حمّ is used in the Galilee. 

You can say الدنيا حمّ or just حمّ.  I'm not sure about الطقس حمّ.


----------



## I.K.S.

Hemza said:


> I thought about سخون too but forgot which word was used along it


الحال سخون

السخانة كانت تستعمل ايضا للتعبير عن الحر لكن الاستعمال صار اليوم نادرا
من ديوان عبد الرحمن المجدوب, القرن 16 
مشيت للرماد عامين اندور فيه على السخانة     عميت و صميت و خفيت بعد الرزانة


----------



## Hemza

ما كنت عالم بهذا بالكل


----------



## dakaplo

I've also heard in Levantine الطقس حامي, though I think شوب is probably more common.


----------



## elroy

dakaplo said:


> الطقس حامي


 In my last post, I said I wasn't sure about الطقس حمّ because it sounded weird to me.  After I posted, it occurred to me that it was probably الطقس حامي in Galilean.  The fact that you've heard it basically confirms this for me.

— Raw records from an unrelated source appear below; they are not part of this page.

PR #1027, opened 2021-02-16
misc(core): fix character encoding to use UTF-8 instead of platform default

sherali42:
**Pull Request checklist**

In few places Strings use platform default character encoding. This change is to use `UTF-8` encoding.

### DIFF
--- a/core/src/main/scala/filodb.core/memstore/ratelimit/RocksDbCardinalityStore.scala
+++ b/core/src/main/scala/filodb.core/memstore/ratelimit/RocksDbCardinalityStore.scala
@@ -1,6 +1,7 @@
 package filodb.core.memstore.ratelimit
 
 import java.io.File
+import java.nio.charset.StandardCharsets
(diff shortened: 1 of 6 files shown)


broneill (approved):

core/src/main/scala/filodb.core/memstore/ratelimit/RocksDbCardinalityStore.scala
```diff
@@ -228,7 +229,7 @@ class RocksDbCardinalityStore(ref: DatasetRef, shard: Int) extends CardinalitySt
 
     breakable {
       while (it.isValid()) {
-        val key = new String(it.key())
+        val key = new String(it.key(), StandardCharsets.UTF_8)
```
vishramachandran, line 232: encoding also needs to use UTF8

vishramachandran (changes requested):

(As I've said many times in the forum), my speech is a mix of Galilean and Jerusalem.  In this particular case, I say شوب and only know the Galilean variants passively, which is why I wasn't 100% sure about الطقس حامي.


----------



## Sadda7

In Algeria:
- (الجو\الحال) (سخون\حار\حامي)
- السخانة, الصهد


----------



## raful

Thank you all
Have you ever heard the term: shargi ?
I heard it from an elderly lady, who came from the rural parts of North Africa. Although she is illiterate she insisted it's not شرقي but شرجي.


----------



## Hemza

شرقي  is the name of a hot wind coming from the East as its name implies (I think this wind is called this way in Morocco and Algeria). Spaniards call it Sirocco I think. But I can't understand why she would spell it شرجي... No Maghrebi would use such spelling except if you mean "shargi" which is actually the usual pronunciation but it is written شرقي because the ق is pronounced in most part of the Maghreb as a g (القاف البدوي). In North Africa, only Egyptians would transcribe the g sound as ج, usually Maghrebis transcribe it ق or ك


----------



## She'lock Holmes

Lebanese/Syrian:
I am aware of الجو حر, الجو شوب, and الجو سِخِن. I believe شوب is the most common word for this. الطقس sounds a little formal while الدنيا emphasises the weather condition.


----------



## raful

Hemza said:


> the ق is pronounced in most part of the Maghreb as a g (القاف البدوي). In North Africa, only Egyptians would transcribe the g sound as ج, usually Maghrebis transcribe it ق or ك



I didn't know that. I only met Jews who came from NA and they used the regular ق. Is it like the situation in Iraq, in which Jews, Christians and Mousili spoke with qaff (as written here: Iraqi Arabic: pronunciation of qaf ق)? Would a Maghrebi say الدنيا شرقية? الطقس شرقي؟


----------



## tounsi51

raful said:


> Would a Maghrebi say الدنيا شرقية? الطقس شرقي؟


 No


----------



## Hemza

raful said:


> I didn't know that. I only met Jews who came from NA and they used the regular ق. Is it like the situation in Iraq, in which Jews, Christians and Mousili spoke with qaff (as written here: Iraqi Arabic: pronunciation of qaf ق)? Would a Maghrebi say الدنيا شرقية? الطقس شرقي؟


As Tounsi51 said, no because شرقي is the name of a peculiar hot wind, not any kind of hot temperature.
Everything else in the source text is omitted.